WHAT YOU NEED TO DO — If a line in the data below contains "readelf", copy it.

EXERCISE DATA —

PR #55, opened 2026-03-30
binutils/readelf: Remove unused static variables

amd-bfilipov:
Remove static variables do_ctf and do_sframe that are set but never read, causing build failures with LLVM's extended
-Wunused-but-set-variable warning.

These variables are dead code:
- Declared at lines 244-245 as static booleans
- Set to true when --ctf or --sframe options are parsed
- Never actually used or read anywhere in the code
- The actual dump functionality is triggered by request_dump() calls

Build error with -Werror enabled:
binutils/readelf.c:244:13: error: variable 'do_ctf' set but not used
  [-Werror,-Wunused-but-set-variable]
binutils/readelf.c:245:13: error: variable 'do_sframe' set but not used
  [-Werror,-Wunused-but-set-variable]

Fixes: AIROCGDB-553

There is a commit that supresses the issue:  3e011457055bd3868bd05cf80bc1a4482777809b but we should still fix this.
I will send the same patch upstream, this is just a stand in until it gets merged, so we don't block LLVM bumps.

### DIFF
--- a/binutils/readelf.c
+++ b/binutils/readelf.c
@@ -241,8 +241,6 @@ static bool do_dump = false;
 static bool do_version = false;
 static bool do_histogram = false;
 static bool do_debugging = false;
-static bool do_ctf = false;
-static bool do_sframe = false;
 static bool do_arch = false;
 static bool do_notes = false;
 static bool do_archive_index = false;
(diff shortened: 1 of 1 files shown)


lumachad:
Stale.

OUTPUT —
binutils/readelf: Remove unused static variables
binutils/readelf.c:244:13: error: variable 'do_ctf' set but not used
binutils/readelf.c:245:13: error: variable 'do_sframe' set but not used
--- a/binutils/readelf.c
+++ b/binutils/readelf.c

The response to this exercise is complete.